Lisa Scott, a UF professor in the department of psychology, also joined UFF-UF in 2015 and has been a part of the bargaining team for about a year and a half.

Scott said newer faculty members, who are typically younger and more likely to have newborn children, are also at a disadvantage under current parental and medical leave policies because they are unable to accumulate enough sick hours to pay back the university.

Another problem with paying back parental and medical leave with sick leave days, she said, is that when a faculty member actually gets sick, they can’t take time off work.

Scott said bargaining takes time, and the main obstacle they face in getting the paid leave policies passed is the additional costs of implementing them. She said the cost of new parental and medical leave policies may not be the Board’s priority, especially amid a pandemic and the uncertain financial future it has brought to universities.

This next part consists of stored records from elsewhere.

PR #19171, opened 2017-02-19
Areatrigger rework script system + fix priest angelic feather

Traesh:
**Changes proposed:**

- Rework AreaTrigger's script system to add "AreaTriggerAI" class
- Add default values for AREATRIGGER_EXTRA_SCALE_CURVE, work for 90% areatriggers and fix visuals
- Add http://www.wowhead.com/spell=121536/angelic-feather spell/areatrigger script

**Target branch(es):**

- [ ] 3.3.5
- [x] master

Built, tested in-game

- [ ] Todo in future : Add AREATRIGGER_EXTRA_SCALE_CURVE to DB ?


Takenbacon:
As far as I know, wasn't angelic feather changed in WoD to prioritize the caster? (Probably needs to be researched).

Traesh:
Indeed, thanks for the infos ! It explain the dummy :)

src/server/scripts/Spells/spell_priest.cpp
```diff
@@ -1327,6 +1330,75 @@ class spell_pri_power_word_shield : public SpellScriptLoader
...
+        };
+
+        SpellScript* GetSpellScript() const override
+        {
+            return new spell_pri_angelic_feather_trigger_SpellScript();
+        }
+};
+
+// Angelic Feather areatrigger - created by SPELL_PRIEST_ANGELIC_FEATHER_AREATRIGGER
+class areatrigger_pri_angelic_feather : public AreaTriggerEntityScript
```
Shauren: ugh, this is really shit (not your code) - AreaTriggerEntityScript being a global unbound script, can you see every single script being executed for every single areatrigger that we spawn? this cant be solved like this

Traesh: Well it's not totally unbound, it's linked with an areatrigger by it's areatrigger_template's scriptname.

But i do see your point, i'm creating an AreaTriggerAI and i'll probably transfom this PR when finished :)

Shauren: yeah well, with current approach you can't store any extra state in the script
but you shouldn't give it *AI* name

Traesh: Damn, saw your comment too late. I created an "AreaTriggerAI" class, why shouldn't i give it the "AI" name ?

src/server/scripts/Spells/spell_priest.cpp
```diff
@@ -1327,6 +1331,99 @@ class spell_pri_power_word_shield : public SpellScriptLoader
...
+            {
+                if (caster->IsFriendlyTo(unit))
+                {
+                    // If target already has aura, increase duration to max 130% of initial duration
+                    if (Aura* aura = unit->GetAura(SPELL_PRIEST_ANGELIC_FEATHER_AURA))
+                    {
+                        int32 newDuration = aura->GetDuration() + aura->GetMaxDuration();
+                        int32 maxPossibleNewDuration = CalculatePct(aura->GetMaxDuration(), 130);
+
+                        aura->SetDuration(newDuration > maxPossibleNewDuration ? maxPossibleNewDuration : newDuration);
```
matukaa: hm, shouldn't this be implemented elsewhere? sometime back in WoD, they added this feature, that upon reapply auras can be increased in duration to a maximum of 130% of the original duration. it's not incorrect, but it should be something more general, we can't possibly do this feature for all spells from inside a script

matukaa: nvm, my mistake, the original blue post sounds like this:
"Recasting periodic damage over time and healing over time effects that are already on the target now extends those effects to up to 130% of the normal duration of the effect."
keep the code, my previous comment does not apply here

src/server/game/AI/CoreAI/AreaTriggerAI.cpp
```diff
@@ -0,0 +1,19 @@
+/*
+ * Copyright (C) 2008-2017 TrinityCore <http://www.trinitycore.org/>
+ * Copyright (C) 2005-2009 MaNGOS <http://getmangos.com/>
+ *
```
Aokromes: new file no mangos (C)

src/server/game/AI/CoreAI/AreaTriggerAI.h
```diff
@@ -0,0 +1,59 @@
+/*
+ * Copyright (C) 2008-2017 TrinityCore <http://www.trinitycore.org/>
+ * Copyright (C) 2005-2009 MaNGOS <http://getmangos.com/>
```
Aokromes: new file no mangos (C)

src/server/scripts/Spells/spell_priest.cpp
Traesh: Indeed, Gamepedia made me think it was a specific feature.

I delete this code, we'll have to handle it somewhere else in a more general way as you said.

src/server/scripts/Spells/spell_priest.cpp
Shauren: because its not really AI - how would you even imagine AI for something such fully reactive like area triggers?

src/server/game/AI/CoreAI/AreaTriggerAI.h
```diff
@@ -0,0 +1,58 @@
...
+ * You should have received a copy of the GNU General Public License along
+ * with this program. If not, see <http://www.gnu.org/licenses/>.
+ */
+
+#ifndef TRINITY_AREATRIGGERAI_H
+#define TRINITY_AREATRIGGERAI_H
+
+#include "Define.h"
+#include "Object.h"
+#include "AreaTrigger.h"
```
Shauren: nope

src/server/game/AI/CoreAI/AreaTriggerAI.h
```diff
@@ -0,0 +1,58 @@
...
+ *
+ * You should have received a copy of the GNU General Public License along
+ * with this program. If not, see <http://www.gnu.org/licenses/>.
+ */
+
+#ifndef TRINITY_AREATRIGGERAI_H
+#define TRINITY_AREATRIGGERAI_H
+
+#include "Define.h"
+#include "Object.h"
```
Shauren: nope

src/server/game/Entities/AreaTrigger/AreaTrigger.h
```diff
@@ -37,6 +40,12 @@ class TC_GAME_API AreaTrigger : public WorldObject, public GridObject<AreaTrigge
         void AddToWorld() override;
         void RemoveFromWorld() override;
 
+        bool AIM_Initialize(AreaTriggerAI* ai = nullptr);
```
Shauren: do you really want to support changing the script?

src/server/game/Entities/AreaTrigger/AreaTrigger.h
```diff
@@ -21,11 +21,14 @@
 #include "Object.h"
 #include "Position.h"
 #include "Spline.h"
+#include "AreaTriggerAI.h"
```
Shauren: dont include

src/server/game/Scripting/ScriptMgr.h
```diff
@@ -839,34 +840,14 @@ class TC_GAME_API GroupScript : public ScriptObject
...
-        virtual void OnUnitEnter(AreaTrigger* /*areaTrigger*/, Unit* /*unit*/) { }
+    AreaTriggerEntityScript(const char* name);
 
-        // Called when an unit exit the AreaTrigger, or when the AreaTrigger is removed
-        virtual void OnUnitExit(AreaTrigger* /*areaTrigger*/, Unit* /*unit*/) { }
+public:
 
-        // Called when the AreaTrigger is removed
-        virtual void OnRemove(AreaTrigger* /*areaTrigger*/) { }
+    // Called when a GameObjectAI object is needed for the gameobject.
```
Shauren: copypaste comment is strong here

src/server/game/Scripting/ScriptMgr.h
```diff
@@ -839,34 +840,14 @@ class TC_GAME_API GroupScript : public ScriptObject
...
+    virtual AreaTriggerAI* GetAI(AreaTrigger* /*at*/) const { return NULL; }
```
Shauren: nullptr

src/server/scripts/Spells/spell_priest.cpp
```diff
@@ -1327,6 +1331,99 @@ class spell_pri_power_word_shield : public SpellScriptLoader
...
+        {
+            if (Unit* caster = at->GetCaster())
+            {
+                std::vector<AreaTrigger*> areaTriggers = caster->GetAreaTriggers(SPELL_PRIEST_ANGELIC_FEATHER_AREATRIGGER);
+
+                if (areaTriggers.size() >= 3)
+                    areaTriggers.front()->SetDuration(0);
+
+                // Caster is prioritary
+                if (caster->IsWithinDist(at, at->GetTemplate()->SphereDatas.Radius))
```
Shauren: is the areatrigger even created when targeting the caster on retail?

src/server/scripts/Spells/spell_priest.cpp
Traesh: Well it make sense but i saw it more like a convention.
For Gameobject we use "GameObjectAI", still gobs are also fully reactive

src/server/scripts/Spells/spell_priest.cpp
matukaa: no, it is not, just sniffed :)
also, could use "MaxSearchRadius" as well, more generic (although it's just codestyle, functionality is the same)

Shauren: then the "if caster" should just be handled in the dummy, casting the buff directly

src/server/scripts/Spells/spell_priest.cpp
Traesh: Indeed this is a special case, but i think you're still right, it should be handled in a more general way :) I removed the code and i'll check this later, it's a minor detail

src/server/game/AI/CoreAI/AreaTriggerAI.h
```diff
@@ -18,9 +18,8 @@
 #ifndef TRINITY_AREATRIGGERAI_H
 #define TRINITY_AREATRIGGERAI_H
 
-#include "Define.h"
```
Shauren: define is still needed (for TC_GAME_API and int types)

src/server/game/Entities/AreaTrigger/AreaTrigger.cpp
```diff
@@ -164,17 +192,11 @@ void AreaTrigger::Update(uint32 p_time)
...
-    if (GetDuration() != -1)
+    if (IsAIEnabled)
     {
-        if (GetDuration() > int32(p_time))
-            _UpdateDuration(_duration - p_time);
-        else
-        {
-            Remove(); // expired
-            return;
-        }
```
joschiwald: why did you moved this block? i think we should update position and worldobject before despawn to have actual values available in remove hooks

src/server/game/Scripting/ScriptMgr.h
```diff
@@ -839,34 +840,14 @@ class TC_GAME_API GroupScript : public ScriptObject
...
-        virtual void OnCreate(AreaTrigger* /*areaTrigger*/) { }
-
-        // Called on each AreaTrigger update
-        virtual void OnUpdate(AreaTrigger* /*areaTrigger*/, uint32 /*diff*/) { }
-
-        // Called when the AreaTrigger reach splineIndex
-        virtual void OnSplineIndexReached(AreaTrigger* /*areaTrigger*/, int /*splineIndex*/) { }
-
-        // Called when the AreaTrigger reach its destination
-        virtual void OnDestinationReached(AreaTrigger* /*areaTrigger*/) { }
```
joschiwald: imo we should keep these hooks, maybe someone has use for it

src/server/game/Entities/AreaTrigger/AreaTriggerTemplate.h
```diff
@@ -164,6 +164,8 @@ class AreaTriggerMiscTemplate
         TimeToTarget        = 0;
         TimeToTargetScale   = 0;
 
+        ExtraScaleCurve     = { 0.0f, 0.0f, 0.0f, 0.0f, 0.0f, 1.0000001f, 1.0f };
```
joschiwald: ExtraScaleCurve6 is wrong, should be uint(1)

src/server/game/Entities/AreaTrigger/AreaTrigger.cpp
matukaa: I agree with @joschiwald, OnRemove and OnUnitExit (in case of Remove()) will be behind with an update cycle

src/server/game/Entities/AreaTrigger/AreaTriggerTemplate.h
Traesh: Nope, ExtraScaleCurve6 is a float (example : [5] AREATRIGGER_EXTRA_SCALE_CURVE + 6: 1073741831/2.000002) with default value 1

src/server/game/Scripting/ScriptMgr.h
Traesh: Well it's pure duplicate and it's not available since a long time, switching to new system only require two copy/paste, i don't think we should keep it

src/server/game/Entities/AreaTrigger/AreaTriggerTemplate.h
joschiwald: AREATRIGGER_EXTRA_SCALE_CURVE + 5: 1065353217/1
AREATRIGGER_EXTRA_SCALE_CURVE + 6: 1/1.401298E-45

that are the defaults

Traesh: Well the value still can be a float, so it's more logical to define it as float no ?

src/server/game/Entities/AreaTrigger/AreaTrigger.cpp
Traesh: I of course had a very good reason, i just can't remember it, so let's do like it never happened

src/server/game/Entities/AreaTrigger/AreaTrigger.h
Traesh: Not especially, is this a bad thing ?

Shauren: complicates the code a bit - by not exposing such functionality (no SetAI) you dont also need to care about _AI_locked (maybe you don't even need IsAIEnabled, just check for null)
also note for naming
AIM (M is movement, creature calls Motion_Initialize there)

actually you dont need 80% of that creature copypasta, method arg is unneeded, AIM_Destroy is unneeded

Traesh: Noted, thanks for the explainations

src/server/game/Entities/AreaTrigger/AreaTrigger.h
Traesh: It's the only  '#include "AreaTriggerAI.h"' left, remove it won't break non-PCH build ?

Naios:
You also need to add the functionality to the `ScriptMgr` that it unloads and reloads the scripts correctly from areatriggers. This is required because you made the AreaTrigger scripts bound to a specific entity.

Traesh:
@Naios I take creature/gob as example, it seem good to me (it work ingame), could you please check and warn me if i missed something ?

Naios:
@Traesh Seems good

streetrat:
merge it?

joschiwald:
@streetrat if you know more about extra scale curves ;)

Traesh:
@joschiwald The point of this PR is to set default value to debug visuals in most case, not to fix all extra scale curves :)

joschiwald:
default values are still wrong, see https://github.com/TrinityCore/TrinityCore/pull/19171#discussion_r103997287

Traesh:
merge it? :p

Aokromes:
ERROR 1064 (42000) at line 797773: You have an error in your SQL syntax; check the manual that corresponds to your MySQL server version for the right syntax to use near 'UPDATE `smart_scripts` SET `event_flags`=`event_flags`|0x200 WHERE  `entryorguid' at line 2

src/server/game/Entities/AreaTrigger/AreaTriggerTemplate.h
```diff
@@ -74,6 +75,30 @@ struct AreaTriggerAction
...
 
+struct AreaTriggerScaleInfo
+{
+    AreaTriggerScaleInfo()
+    {
+        memset(OverrideScale, 0, sizeof(OverrideScale));
+        memset(ExtraScale, 0, sizeof(ExtraScale));
+
+        ExtraScale[5].AsFloat = 1.0000001f;
+        ExtraScale[5].AsInt32 = 1;
```
Shauren: you are setting the same memory location twice - 1.0000001f is never used

Traesh: Yes, was a typo sorry, fixed in https://github.com/TrinityCore/TrinityCore/pull/19171/commits/08bc8b58fc126329fd564a4f78748c11b63adc4f

src/server/game/Entities/AreaTrigger/AreaTrigger.h
Shauren: you will need to add it in .cpp files that need it (instead of all that include AreaTrigger.h but don't need the AI header)

Seyden:
Merge it?

PR #27414, opened 2021-12-16
Core/Battlegrounds: Avoid teleport players when relogin inside Strand of the Ancients

Jildor:
**Changes proposed:**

“I know they want to make this change and support our faculty to the best of their abilities, but it's just been a cost issue,” Scott said.

Hines said she thinks now is the right time for the policy to finally be passed. As UF competes to become a top five public university, she said to achieve that status, they have to have the policies that will help recruit and retain faculty and staff.

“There have been departments that have been embarrassed by our parental leave policy or the lack of when recruiting new faculty and staff,” Hines said. “It's going to really improve work morale and it's really going to help parents be more secure and more satisfied in the work environment.”